[GIVEN DATA — start]

PR #4191, opened 2026-09-14
chore(agents): add starter dd-trace-php overrides for dd-apm-sdk-review

robertomonteromiguel:
### What does this PR do?

Adds the **dd-trace-php layer** on top of the shared skill copy.

- `.agents/dd-apm-sdk-review-overrides/` — one starter PHP reviewer fact: userland follows PSR-2 / `composer lint` (fix with `composer fix-lint`), as written in `CONTRIBUTING.md` § "PHP linting"
- `AGENTS.md` — short hook (this repo had none): local agents run the skill; Codex reads `review-without-harness.md`
- `.llm-validation/` — first suite in this repo, one case (`php-conventions-psr2`), plus the GitLab `"llm validation"` include

Stacked on the core-copy PR (#4190). Shared skill source: [dd-apm-sdk-review-core#1](https://github.com/DataDog/dd-apm-sdk-review-core/pull/1).

### Motivation

This is the half that PHP reviewers should actually read. The repo had no agent hook or eval gate yet; this lands the minimum so the skill is usable.

### Additional Notes

**How to review**

- Start here: `.agents/dd-apm-sdk-review-overrides/`
- Then: the `AGENTS.md` Review Guidelines block
- Then: `.llm-validation/` if you care about the gate
- Skip `.agents/skills/dd-apm-sdk-review/` — that is the parent PR / core repo

Merge with the parent skill-copy PR, not as a standalone.

### Reviewer checklist
- [ ] Test coverage seems ok.

Made with [Cursor](https://cursor.com)


robertomonteromiguel:
@codex review

robertomonteromiguel:
@codex review

robertomonteromiguel:
@codex review

.gitlab-ci.yml
```diff
@@ -17,6 +17,24 @@ variables:
...
+    LLMVAL_PLATFORM_PROJECT: "ddoghq/llm-validation-platform"
+    LLMVAL_PLATFORM_REF: *llmval_platform_sha
+    LLMVAL_BASE_REF: "master"
+    # Repo-wide default is recursive (libdatadog, etc.). JS/Java skip submodules
+    # on this job; inherit that so the gate does not clone GitHub before run.sh.
+    GIT_SUBMODULE_STRATEGY: none
+    # dd-trace-php's fabric-proxy 403s NodeSource/npm/dot.net; JS/Java SAs allow
+    # them. Bypass the proxy for the hosts run.sh needs (CIEXE-714 annotation).
+    # dot.net 301s to builds.dotnet.microsoft.com; the install script also uses aka.ms.
+    KUBERNETES_POD_ANNOTATIONS_NODESOURCE: "beta.fabric.datadoghq.com/no-proxy-additions=deb.nodesource.com,registry.npmjs.org,dot.net,builds.dotnet.microsoft.com,aka.ms"
```
bwoebi: Wrong place, these rules should be in https://github.com/ddoghq/dd-source/blob/main/domains/devex/ci/gitlab/apps/gitlab-runner-egress-acl/config/k8s/values/projects/dd-trace-php.yaml.

.github/CODEOWNERS
```diff
@@ -1,6 +1,11 @@
 # Default owners
 * @DataDog/apm-php @DataDog/apm-php-core
 
+# Agent review skill and eval suite (explicit so MergeGate shows an owner)
```
bwoebi: Mergegate doesn't work with the `*` rule above?

.agents/skills/dd-apm-sdk-review/SKILL.md
```diff
@@ -70,11 +75,24 @@ fi
...
-  # No PR yet, or gh failed to resolve one (e.g. a stacked branch with no PR open):
-  # do NOT silently fall back to origin/master. Stop and ask the human/agent to
-  # confirm the actual merge target before computing any diff or running reviewers.
-  echo "Could not resolve a PR base branch — what is the actual merge target for this branch (e.g. a parent feature branch on a stacked PR)?"
-  exit 1
+  # No PR yet (or gh could not resolve one). Infer the repo default branch so
+  # a local-only, not-yet-pushed branch still reviews. Never @{u}. Print the
+  # inferred target — a stacked branch against a parent feature can correct
+  # it. Only ask when none of those refs exist locally.
+  infer_remote="${DD_REMOTE:-origin}"
```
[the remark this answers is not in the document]
robertomonteromiguel: Fixed upstream in core `5b5b08d` and recopied here. No DataDog remote and no PR → ask; no fork-`origin` fallback.

AGENTS.md
```diff
@@ -0,0 +1,12 @@
+# AGENTS.md - dd-trace-php
+
+## Review Guidelines
+
+**Local agent with a skill harness:** Run the [dd-apm-sdk-review](./.agents/skills/dd-apm-sdk-review/) skill on demand when asked. It is not required before every push. If any
+`P0` issues are reported, you must either fix them or get explicit authorization from the human you
+are working with and record the unresolved finding verbatim in the PR description. `P1` and `P2`
```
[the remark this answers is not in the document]
robertomonteromiguel: Fixed. AGENTS.md (and the mirrored skill) now say to record location and class of issue only — never secret values, tokens, credentials, or exploit details. The Security lens stays out; Codex security owns that lane.

.agents/skills/dd-apm-sdk-review/reviewers/report-template.md
```diff
@@ -14,8 +14,14 @@ A reviewer that could not do its job reports `NOT VERIFIED (<reason>)` for its a
 
 ## Report format
 
+The **gate line is the first thing a human must see** — same line as the title, or the line immediately under it. Do not bury `DO NOT PUSH` / `WAITING ON HUMAN` / `READY TO PUSH` under empty headings.
+
+**Omit every section that has nothing to say.** An empty `## P0`, `## P1`, `## P2`, `## Not verified`, `## Checked and fine`, or `## Coverage gaps` heading is noise. If the only thing you would print is a placeholder, drop the section.
+
+Findings stay above the `---`. On `APPROVE_WITH_COMMENTS`, the P1/P2 list **and** the fix-or-dismiss question go **above** the `---`, right under the gate line — not after Rule files / Related skills.
```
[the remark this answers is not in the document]
robertomonteromiguel: Won't fix. The report title *is* the gate line. `Verdict` / `Target` are metadata under it, not a second gate.

robertomonteromiguel:
@codex review

.github/CODEOWNERS
robertomonteromiguel: Agreed — `*` already assigns `@DataDog/apm-php` and `@DataDog/apm-php-core`. Dropped the three duplicate lines. If MergeGate needs an explicit path after all, say so and we can put them back.

.gitlab-ci.yml
robertomonteromiguel: Agreed — leaving the annotation here for now. Opened a draft against the project ACL: https://github.com/ddoghq/dd-source/pull/93032 (`deb.nodesource.com`, `dot.net`, `builds.dotnet.microsoft.com`, `aka.ms`; `registry.npmjs.org` was already allowed). Once that lands we can drop `KUBERNETES_POD_ANNOTATIONS_NODESOURCE` from this PR.

bwoebi: Approved over there

robertomonteromiguel:
@codex review

.gitlab-ci.yml
robertomonteromiguel: Next 403 after Node/.NET: `dotnet restore` → `api.nuget.org` (NU1301, fabric-proxy 403). Added that host (and `nuget.org`) to the temporary annotation here, and to the ACL draft: https://github.com/ddoghq/dd-source/pull/93032. Still planning to drop `KUBERNETES_POD_ANNOTATIONS_NODESOURCE` once the ACL is deployed.

.agents/dd-apm-sdk-review-overrides/reviewers/conventions.md
```diff
@@ -0,0 +1,13 @@
+Override for `reviewers/conventions.md` (in the core skill folder) — read that file first, then this.
+
+# Conventions — dd-trace-php specifics
+
+This file starts with one confirmed pattern and should grow. Do not treat it as exhaustive.
+
+The source of truth for *how* style is checked is [`phpcs.xml`](../../../phpcs.xml) via `composer lint` / `composer fix-lint`. [`CONTRIBUTING.md`](../../../CONTRIBUTING.md) § "PHP linting" still names PSR-2; the ruleset that command actually runs is [PSR-12](https://www.php-fig.org/psr/psr-12/). When those disagree, `phpcs.xml` wins.
```
bwoebi, line 7: We need to drop this phpcs.xml file. It's very outdated and usused and I've seen agents pick it up.
The only linting we use is `composer ci-lint`.

bwoebi (changes requested):
I did a pass over the generic guidelines and how they apply to this repository, before approving on this.
Given that we're supposed to not comment in #4190, I'll comment here about missing overrides:

### `conventions.md`
- `- **Commit and PR hygiene** as this repo requires — the exact title format, label rules, and template are in .agents/dd-apm-sdk-review-overrides/reviewers/conventions.md if it exists, otherwise AGENTS.md.` - no such thing.
- `- **Config options.** Is a new option registered through this repo's own registration path, named per its conventions, documented, and given telemetry where the repo does that? This repo's exact registration steps are in .agents/dd-apm-sdk-review-overrides/reviewers/conventions.md if it exists — do not restate them from memory. Whether bypassing the registry rises to P0 is the design reviewer's call (it judges the architectural impact); report a bypass you find here as at least a P1 naming/registration gap.` - Isn't configuration public API? Doesn't that rather point to `design.md`?

### `correctness.md`
- `- **Async and ordering.** A callback, promise, or event assumed to fire in an order the runtime does not guarantee;
  a race between two paths touching the same state.` - the PHP threads are assumed to be isolated. Unless accessing global state, there must not be superfluous mutexes on only effectively thread locally accessible state. Conversely, check new global state, whether it's properly mutexed (obviously stuff running in minit or mshutdown is single-threaded and doesn't need a mutex), and if it is, check whether it risks being contended when hundreds of php threads run handling requests in the same process.

### `design.md`

- Extension public API are the `*.stub.php` files, PHP public API is in `src/api`. And probably configuration as defined in `configuration.h`. But note that some functions (internal functions are marked such) and configs can obviously be internal and broken at will.
- `- **Direction of dependencies.** Does the change introduce a cycle, or make a lower layer depend on a higher one?` - cross dependencies are normal, in particular not between the C and rust code. The only soft layer we have is ext/ -> product directories (have as little dependencies from ext/ on product dirs as possible). The hard layers (layers which are impossible to cross without a lot of effort) are between extension API and our PHP code in src/ and components -> zend_abstract_interface -> other extension code.
- `- **Extension points.** If this is an integration/plugin/instrumentation, does it use the repo's standard extension mechanism rather than a bespoke hook?` - I disagree on that. Use whatever fits best. We do have hooking functions, but in fact, we encourage using bespoke hooks if possible and non-invasive. (It just in most cases is not possible.)
- `**Configuration surface.**` - `configuration.h` files or `otel_config.c` for otel stuff.
- `- **Error strategy.** Does the change match the repo's convention for tracer failures (fail-soft, log-and-continue, never break the app)? A new hard throw on a customer path is a P0 finding.` - A hard throw on direct public API calls is expected, in particular for bad input values. (But not for internal state depending behaviour).
- Keep in mind that libdatadog is used as a submodule and may be taken into consideration.
- Hot path aggregation logic should be done in the extension / in a shared memory buffer. Aggregation across php threads and processes shall be done sidecar side. If operations can be batched, they should be and done on sidecar side
- The extension must never do network I/O itself, except through the sidecar.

[GIVEN DATA — finish]

* [ASSIGNMENT]:
Repeat only what lies between the first line of the data and the line containing "Adds the **dd-trace-php", both of those lines included, exactly as it stands.

* [ANSWER TO THIS TASK]:
PR #4191, opened 2026-09-14
chore(agents): add starter dd-trace-php overrides for dd-apm-sdk-review

robertomonteromiguel:
### What does this PR do?

Adds the **dd-trace-php layer** on top of the shared skill copy.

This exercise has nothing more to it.